No, not at all.  I wish we still had dairies that delivered.  Up until the 1960's or so, a lot of families would get their milk from local or regional dairies.  And they probably got other dairy items as well, though I was born in 1972 so I never witnessed this.  My mom piled us into her Plymouth wagon/estate go  go to the supermarket.

We did have a neighbor, though, who worked for a local dairy.  My dad was a mechanic and would fix his cars for free or almost free, so he'd bring us milk, cheese, butter, sour cream, etc..  It was all in retail packaging.  

I do remember a couple of local dairies that had dairy stores and also they'd sell fresh eggs.  One of them even had a restaurant attached.  They sourced their beef from their own ranch/farm, freshly made ice cream made in house.  It was great food.

Tesco sounds like our Wal-Mart.  They also use draconian methods to cut supplier prices to the bone.  Also, millions (or at least hundreds of thousands) of their employees are on benefits due to Wal-Mart not hiring them FT, offering benefits themselves, so on.  I can't stand Wal-Mart, and I don't find their prices to be all that much lower.


----------



## Sir_Loin_of_Beef

jd_1138 said:


> I did add an additional trip because after Aldi's, I went home to put the stuff away.  It would've been OK in the car for 30 minutes or so while I went to the other 2 stores.



I have two insulated shopping bags that I put my refrigerated and frozen foods into while shopping, and a small styrofoam cooler in the trunk of my car for multiple store visits. I throw a blue ice pack into the cooler just before leaving the house.


----------



## Addie

Mad Cow, we have the same practice here in the states. We do have the same practices here. It seems like it should be illegal. It sounds like they are holding the suppliers hostage unless they agree to their terms. Our main newspaper _"The Boston Globe"_ also printed a report about it. Kudos for you for not patronizing that store.


----------



## Cheryl J

(Addie....just FYI....her name is Mad Cook, not Mad Cow...lol)

I'm in a small town - 3 miles from one end of town to the other - and only 2 major grocery stores.  I usually shop at Albertsons, because it's closer and not on the main boulevard  but every now and then I'll go to Staters.  It depends on what I need and what's on sale.  If I want to go to Costco, Trader Joes, or any other major grocery chain, it's over 200 miles round trip so I don't get there often.  

We do have a WalMart out near the county line, but I rarely go there.


----------



## larry_stewart

Cheryl J said:


> (Addie....just FYI....her name is Mad Cook, not Mad Cow...lol)




I thought that's what I had read, but I figured I must have misread it.  But I never went back to check lol.


----------



## larry_stewart

Just out of curiosity, what do you guys find to be the major differences when comparing the lower end, bargain stores to the higher end, stores?

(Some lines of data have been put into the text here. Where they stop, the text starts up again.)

PR #4370, opened 2023-01-25
Unreal: New Publisher

simonebarbieri:
## Brief description
Implementation of the new publisher for Unreal.

## Description
The implementation of the new publisher for Unreal. This PR includes the changes for all the existing creators to be compatible with the new publisher.
The basic creator has been split in two distinct creators:
- `UnrealAssetCreator`, works with assets in the Content Browser. 
- `UnrealActorCreator` that works with actors in the scene.

## Testing notes
You will need to have the new publisher enabled in the Experimental tools, in OP Settings. You will also need to import some assets in Unreal to test the creation of the instances.

1. Open the new publisher, from `Experimental tools -> New Publisher`.
2. Create at least one instance for each family.
3. Check if the created instance are collected correctly when closing and reopening the new publisher.
4. Try to publish the instances (note: there's no extractor for the `unrealStaticMesh`, so won't publish, but shouldn't give any error).


openpype/hosts/unreal/api/plugin.py
```diff
@@ -1,7 +1,251 @@
...
+)
+from openpype.pipeline import (
+    Creator,
+    LoaderPlugin,
+    CreatorError,
+    CreatedInstance
+)
+
+
+class OpenPypeCreatorError(CreatorError):
```
iLLiCiTiT, line 29: Why to create additional error? (with `OpenPype`)

openpype/hosts/unreal/api/plugin.py
```diff
@@ -1,7 +1,251 @@
...
+    pass
+
+
+@six.add_metaclass(ABCMeta)
```
iLLiCiTiT, line 33: `Creator` already has `ABCMeta` as metaclass.

openpype/hosts/unreal/plugins/create/create_look.py
```diff
@@ -1,56 +1,55 @@
...
-    def __init__(self, *args, **kwargs):
-        super(CreateLook, self).__init__(*args, **kwargs)
-
-    def process(self):
-        name = self.data["subset"]
-
+    def create(self, subset_name, instance_data, pre_create_data):
         selection = []
-        if (self.options or {}).get("useSelection"):
+        if pre_create_data.get("use_selection"):
```
iLLiCiTiT, line 22: So there is not an option to use this creator without selection? In that case the `"use_selection"` should not be in pre-create attributes. If it's disabled it crashes so it's pointless to have that attribute there.

openpype/hosts/unreal/plugins/create/create_camera.py
```diff
@@ -1,41 +1,13 @@
...
-        factory = unreal.LevelSequenceFactoryNew()
-        tools = unreal.AssetToolsHelpers().get_asset_tools()
-        tools.create_asset(name, f"{self.root}/{name}", None, factory)
-
-        asset_name = f"{self.root}/{name}/{name}.{name}"
-
-        data["members"] = [asset_name]
-
-        instantiate(f"{self.root}", name, data, None, self.suffix)
+    icon = "camera"
```
iLLiCiTiT, line 13:
```suggestion
    icon = "fa.camera"
```

LiborBatek:
Please add Testing Steps for our review. Thx

openpype/hosts/unreal/api/plugin.py
```diff
@@ -1,7 +1,251 @@
...
+                    else:
+                        shared_data[
+                            "unreal_cached_legacy_subsets"][family].append(i)
+                    continue
+
+                creator_id = i.get("creator_identifier")
+                if creator_id not in shared_data["unreal_cached_subsets"]:
+                    shared_data["unreal_cached_subsets"][creator_id] = [i]
+                else:
+                    shared_data["unreal_cached_subsets"][creator_id].append(i)
```
iLLiCiTiT, line 80: This could be simplified to
```suggestion
            unreal_cached_subsets = collections.defaultdict(list)
            unreal_cached_legacy_subsets = collections.defaultdict(list)
            for instance in lsinst():
                creator_id = instance.get("creator_identifier")
                if creator_id:
                    unreal_cached_subsets[creator_id].append(instance)
                else:
                    family = instance.get("family")
                    unreal_cached_legacy_subsets[family].append(instance)

            shared_data["unreal_cached_subsets"] = unreal_cached_subsets
            shared_data["unreal_cached_legacy_subsets"] = (
                unreal_cached_legacy_subsets
            )
```

openpype/hosts/unreal/api/plugin.py
```diff
@@ -1,7 +1,251 @@
...
+            instance_node = created_inst.get("instance_path", "")
+
+            if not instance_node:
+                unreal.log_warning(
+                    f"Instance node not found for {created_inst}")
+
+            new_values = {
+                key: new_value
+                for key, (_old_value, new_value) in _changes.items()
+            }
```
iLLiCiTiT, line 135: Changes object has changed
```suggestion
        for created_inst, changes in update_list:
            instance_node = created_inst.get("instance_path", "")

            if not instance_node:
                unreal.log_warning(
                    f"Instance node not found for {created_inst}")

            new_values = {
                key: changes[key].new_value
                for key in changes.changed_keys()
            }
```

openpype/hosts/unreal/api/plugin.py
```diff
@@ -1,7 +1,251 @@
...
+            created_instance = CreatedInstance.from_existing(instance, self)
+            self._add_instance_to_context(created_instance)
+
+    def update_instances(self, update_list):
+        unreal.log_warning(f"Update instances: {update_list}")
+        for created_inst, _changes in update_list:
+            instance_node = created_inst.get("instance_path", "")
+
+            if not instance_node:
+                unreal.log_warning(
```
iLLiCiTiT, line 129: Shouldn't be update skipped if `instance_node` is not available?

openpype/hosts/unreal/api/plugin.py
simonebarbieri: I've followed Houdini and Nuke as base, and they both do it 👀

iLLiCiTiT: :see_no_evil::hear_no_evil::speak_no_evil:

iLLiCiTiT: It's not needed to have custom exception. Use `CreatorError` as is.

LiborBatek:
Following the testing steps I have a hard time when creating ```uasset``` instance. Really confused what and where to select the object for creating the instance ```use selection``` gives me this error:
image

Whats the supposed workflow when creating instances for publishing? Should I use ```Outliner``` for selecting or ```Content Browser```?? seems the second one which is a bit odd (it is imported from outside DCC but actually doesnt need to be present in the actual UE level/map ?!

A lot of confusion...now

LiborBatek:
...when selected the asset for instance creation from ```content browser``` seems ok and ```uasset``` instance got created

image

openpype/hosts/unreal/api/pipeline.py
```diff
@@ -60,6 +62,23 @@ def show_tools_dialog(self):
 
         show_tools_dialog()
 
+    def update_context_data(self, data, changes):
+        unreal.log_warning("update_context_data")
+        unreal.log_warning(data)
+        content_path = unreal.Paths.project_content_dir()
+        op_ctx = content_path + CONTEXT_CONTAINER
+        with open(op_ctx, "w+") as f:
```
antirotor, line 70: I am thinking that this might cause potential issues with concurrency - imagine multiple artists working on the same project, updating the context file and reading it at the same time. I bet that this will result in `IOError`.

The concurrency issue in this case really scares me and we need to think about solution.

openpype/hosts/unreal/api/pipeline.py
```diff
@@ -133,6 +152,31 @@ def ls():
         yield data
 
 
+def lsinst():
```
antirotor, line 155: I would probably put underscore there
```suggestion
def ls_inst():
```

openpype/hosts/unreal/api/plugin.py
```diff
@@ -1,7 +1,242 @@
...
+)
+from openpype.pipeline import (
+    Creator,
+    LoaderPlugin,
+    CreatorError,
+    CreatedInstance
+)
+
+
+class UnrealBaseCreator(Creator):
```
antirotor, line 28: I guess it has to be still declared as abstract, because it is missing implementation of abstract property `family`

openpype/hosts/unreal/api/plugin.py
```diff
@@ -1,7 +1,242 @@
...
+    def remove_instances(self, instances):
+        for instance in instances:
+            instance_node = instance.data.get("instance_path", "")
+            if instance_node:
+                unreal.EditorAssetLibrary.delete_asset(instance_node)
+
+            self._remove_instance_from_context(instance)
+
+
+class UnrealAssetCreator(UnrealBaseCreator):
```
antirotor, line 143: again, this must be abstract because of the missing `family`

openpype/hosts/unreal/api/plugin.py
```diff
@@ -1,7 +1,242 @@
...
+                CreatorError(f"Creator error: {er}"),
+                sys.exc_info()[2])
+
+    def get_pre_create_attr_defs(self):
+        return [
+            BoolDef("use_selection", label="Use selection", default=True)
+        ]
+
+
+class UnrealActorCreator(UnrealBaseCreator):
```
antirotor, line 186: this needs to be abstract too

openpype/hosts/unreal/plugins/create/create_render.py
```diff
@@ -1,117 +1,137 @@
...
-                    "output": f"{ms_obj.get_name()}",
-                    "frame_range": (
-                        ms_obj.get_playback_start(), ms_obj.get_playback_end())
-                }
+        sel_objects = unreal.EditorUtilityLibrary.get_selected_assets()
+        selection = [
+            a.get_path_name() for a in sel_objects
+            if a.get_class().get_name() == "LevelSequence"]
+
+        if len(selection) == 0:
```
antirotor, line 29: more pythonic

```suggestion
        if not selection:
```

openpype/hosts/unreal/plugins/create/create_render.py
```diff
@@ -1,117 +1,137 @@
...
+            raise RuntimeError("Please select at least one Level Sequence.")
```
antirotor, line 30: There is `CreatorError` for it somewhere.

openpype/hosts/unreal/plugins/create/create_render.py
```diff
@@ -1,117 +1,137 @@
...
+            selected_asset = ar.get_asset_by_object_path(sel).get_asset()
+            selected_asset_path = selected_asset.get_path_name()
+
+            # Check if the selected asset is a level sequence asset.
+            if selected_asset.get_class().get_name() != "LevelSequence":
+                unreal.log_warning(
+                    f"Skipping {selected_asset.get_name()}. It isn't a Level "
+                    "Sequence.")
+
+            # The asset name is the the third element of the path which
```
antirotor, line 44:
```suggestion
            # The asset name is the third element of the path which
```

openpype/hosts/unreal/plugins/publish/collect_instance_members.py
```diff
@@ -0,0 +1,49 @@
...
+        if not pub_instance.get_editor_property("add_external_assets"):
+            # No external assets in the instance
+            return
+
+        assets = pub_instance.get_editor_property('asset_data_external')
+
+        members = []
+
+        for asset in assets:
+            members.append(asset.get_path_name())
```
antirotor, line 45:
```suggestion
        members = [asset.get_path_name() for asset in assets]
```

antirotor (changes requested):
Some little things about the code, I need to test it more functionally.

antirotor (changes requested):
Tested it:

**Camera**
It doesn't want to publish camera. Creator will not pick the correct one.

**Look**
It is not using the look from the current selection, it will set it to default material.

Also, I would change the menu so there is no `Create` and the `Publish` will open the new publisher.

antirotor (approved):
I think it's working!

Is it quality, freshness, Brand availability, variety,  price ??


----------



## CakePoet

Mad Cook: I have been away from Uk for  7 years now, so yeah it should have changed but   my favourite cereal is still tesco  honey nut crunch. 

We used Co-op alot  too,  the meat was amazing and the  breakfast  kit lovely, even if  Mark& Spencer's is better, yes  I adore a good Scottish breakfast one of the things I looking forward too when we get back this summer.


----------



## Cooking Goddess

larry_stewart said:


> Just out of curiosity, what do you guys find to be the major differences when comparing the lower end, bargain stores to the higher end, stores?
> 
> Is it quality, freshness, Brand availability, variety,  price ??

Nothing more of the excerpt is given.